Le marché des produits déshydratés est au point mort, ou presque. Les affaires sont très rares et sont limitées en volume. Ceci est valable pour les luzernes comme pour les pulpes de betteraves déshydratées en ancienne récolte et en nouvelle. Les prix sont reconduits cette semaine.

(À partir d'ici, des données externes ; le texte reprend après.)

PR #499, opened 2026-05-09
feat: prefill save-as filename and remember folder

### LINKED ISSUE #462: save-as - default path and filename patern
### Description

On save-as, the file picker would open in a default path and the "name" field would be filled with a default filename pattern (Ex: test-%Y-%m-%d.png). 
This is useful when you need to name the screenshot but still want a timestamp of when you took it (Ex: article/book paragraphs). 

Excellent tool otherwise.

Vladkarok:
Closes #462.

This improves the Save As dialog by using the configured `output-filename` as the initial filename/path when available. This lets timestamp patterns such as `test-%Y-%m-%d.png` prefill the file chooser name while still allowing the user to edit it before saving.

It also remembers the last folder selected via Save As and reuses it as the initial folder next time, falling back to the `output-filename` parent directory when no remembered folder exists.

Verification:
- `cargo fmt --all`
- `cargo test save_as`
- `cargo check`
- `cargo clippy --all-targets --all-features -- -D warnings`

### DIFF
--- a/src/sketch_board.rs
+++ b/src/sketch_board.rs
@@ -405,7 +405,17 @@ impl SketchBoard {
     }
 
     fn save_as_initial_dir(configured_output_path: Option<&Path>) -> Option<PathBuf> {
-        if let Some(last_dir_file) = Self::save_as_last_dir_file()
+        Self::save_as_initial_dir_from_file(
+            Self::save_as_last_dir_file().as_deref(),
+            configured_output_path,
+        )
+    }
+
+    fn save_as_initial_dir_from_file(
+        last_dir_file: Option<&Path>,
+        configured_output_path: Option<&Path>,
+    ) -> Option<PathBuf> {
+        if let Some(last_dir_file) = last_dir_file
             && let Ok(last_dir) = fs::read_to_string(last_dir_file)
         {
             let last_dir = PathBuf::from(last_dir.trim());
@@ -424,6 +434,10 @@ impl SketchBoard {
         let Some(last_dir_file) = Self::save_as_last_dir_file() else {
             return;
         };
+        Self::remember_save_as_dir_to_file(&last_dir_file, output_filename);
+    }
+
+    fn remember_save_as_dir_to_file(last_dir_file: &Path, output_filename: &str) {
         let Some(parent) = Path::new(output_filename).parent() else {
             return;
         };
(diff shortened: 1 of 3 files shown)


RobertMueller2:
Thank you for the PR. This is not a review yet which might take a bit more time.

I'm not sure yet I'm happy with persisting the last used directory beyond the session. Perhaps I'd prefer a save as filename template config/parameter. Although maybe there can be both, as long as the behaviour is intuitive. Please don't do anything just yet, I have to think about this. :smile:

If we do go with persisting this, I don't think `XDG_CONFIG_HOME` is the correct place. IMHO, this is application state rather than config, and thus should be placed in `XDG_STATE_HOME`. https://specifications.freedesktop.org/basedir/latest/

src/sketch_board.rs
```diff
@@ -365,6 +366,89 @@ impl SketchBoard {
         relm4::main_application().quit();
     }
 
+    fn configured_output_path() -> Option<PathBuf> {
```
RobertMueller2, line 401: This function partially duplicates from `handle_save`. Is there any way to reuse this function in `handle_save`?

src/sketch_board.rs
```diff
@@ -365,6 +366,89 @@ impl SketchBoard {
...
+    }
+
+    fn save_as_initial_dir(configured_output_path: Option<&Path>) -> Option<PathBuf> {
+        Self::save_as_initial_dir_from_file(
+            Self::save_as_last_dir_file().as_deref(),
+            configured_output_path,
+        )
+    }
+
+    fn save_as_initial_dir_from_file(
```
RobertMueller2: Maybe I'm missing something, but can `save_as_initial_dir` and `save_as_initial_dir_from_file` be combined?

src/sketch_board.rs
```diff
@@ -365,6 +366,89 @@ impl SketchBoard {
...
+    }
+
+    fn remember_save_as_dir(output_filename: &str) {
+        let Some(last_dir_file) = Self::save_as_last_dir_file() else {
+            return;
+        };
+        Self::remember_save_as_dir_to_file(&last_dir_file, output_filename);
+    }
+
+    fn remember_save_as_dir_to_file(last_dir_file: &Path, output_filename: &str) {
```
RobertMueller2: And can `remember_save_as_dir_to_file` be combined with `remember_save_as_dir`?

src/sketch_board.rs
```diff
@@ -365,6 +366,89 @@ impl SketchBoard {
...
+                    home_dir.push(tilde_stripped);
+                    output_filename = home_dir.to_string_lossy().into_owned();
+                }
+
+                Some(PathBuf::from(output_filename))
+            })
+    }
+
+    fn save_as_last_dir_file() -> Option<PathBuf> {
+        let config_home = std::env::var_os("XDG_CONFIG_HOME")
```
RobertMueller2: As mentioned earlier, this should probably use `XDG_STATE_HOME` instead.

RobertMueller2 (commented):
I have made up my mind. Let's leave the dir remembering function in.

I'll add a followup issue for an explicit pattern later on, which can be implemented later.

Vladkarok:
Thanks, agreed on all points.
  
  I just used in my workflow both fixes so combined them in one PR but separating them will be definitely better.

  I'll update this PR to:
  - reuse the existing output filename resolution path instead of duplicating `handle_save` logic
  - store the remembered Save As directory under `XDG_STATE_HOME` via the existing `xdg` crate
  - simplify/rename the helper functions so they don't look like test-only wrappers leaking into production

  I'll push the fixes to this branch.

Vladkarok:
Thanks, agreed on the review points. I pushed a follow-up commit that reuses the output filename resolution from both save paths, stores the remembered Save As directory under XDG_STATE_HOME via the existing xdg crate, and simplifies/renames the helper functions so they are less test-wrapper-like.\n\nVerification run locally:\n- cargo fmt --all\n- cargo test save_as\n- cargo check\n- cargo clippy --all-targets --all-features -- -D warnings

RobertMueller2:
Ok, thanks. I got three final remarks, I think.

- This change introduces two new `println!` occurrences. We're trying to replace these with `eprintln!` for better consistency in #479, but it would be good if other changes wouldn't introduce new ones in the meantime. Can you please use `eprintln!` in the new sections?
- There's two occurrences of `"save_as_last_dir"` (outside of test), could this be a CONST?
- When we read the state file, we don't _really_ know what's in there. `is_dir()` is a decent plausibility check. What if the file contents is very long, e.g. from corruption? In that case I think we could skip `read_to_string`, e.g. if it's longer than an arbitrary long value of 10000 bytes which should be a reasonable unreachable upper limit for all systems. What do you think?

RobertMueller2:
I suppose for the last point one might argue that we don't have such checks elsewhere ;)

Vladkarok:
> Ok, thanks. I got three final remarks, I think.
> 
> * This change introduces two new `println!` occurrences. We're trying to replace these with `eprintln!` for better consistency in [fix: replace println! with eprintln! #479](https://github.com/Satty-org/Satty/pull/479), but it would be good if other changes wouldn't introduce new ones in the meantime. Can you please use `eprintln!` in the new sections?
> * There's two occurrences of `"save_as_last_dir"` (outside of test), could this be a CONST?
> * When we read the state file, we don't _really_ know what's in there. `is_dir()` is a decent plausibility check. What if the file contents is very long, e.g. from corruption? In that case I think we could skip `read_to_string`, e.g. if it's longer than an arbitrary long value of 10000 bytes which should be a reasonable unreachable upper limit for all systems. What do you think?

Thanks, addressed these in the latest push.

Changes:
  - switched the two newly added diagnostics from `println!` to `eprintln!`
  - introduced constants for the **Save As** state filename and max state-file size
  - added a metadata guard before reading the remembered directory state file, skipping it if it is not a regular file or is larger than 10 000 bytes

Vladkarok:
> I suppose for the last point one might argue that we don't have such checks elsewhere ;)

Agreed, it is defensive, but cheap and reasonable for this tiny state file :)

RobertMueller2:
lgtm, thanks :)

Issues de meunerie : nouveau recul

Sur l’ensemble du territoire, les prix s’enlisent. L’évolution baissière est plus prononcée sur le marché parisien où la demande est au plus bas. Dans le reste de l’Hexagone, la situation est plus hétérogène mais globalement le manque d’intérêt se fait sentir.

PSC : peu compétitif

Les niveaux de prix plombent tout intérêt pour ces produits. L’activité est des plus calmes cette semaine.

Légumes secs : peu actif

Comme la semaine passée, les prix évoluent peu dans ce marché inactif.

Graineterie : marché classique

Les prix observent peu de variations cette semaine qui s’est déroulée normalement en terme d’activité.

Graines fourragères : pause au Chili

Les opérateurs se sont retrouvés cette semaine au Chili pour le Congrès international de la filière des semences. Le marché s’est donc calmé pendant cette période de convivialité et devrait reprendre son activité dès le retour des congressistes.

Pailles et fourrages : toujours calme

Les opérateurs ne signalent pas de changement cette semaine sur le marché des pailles et fourrages. La demande est encore faible. Les prix sont reconduits. Les récoltes s’annoncent bien.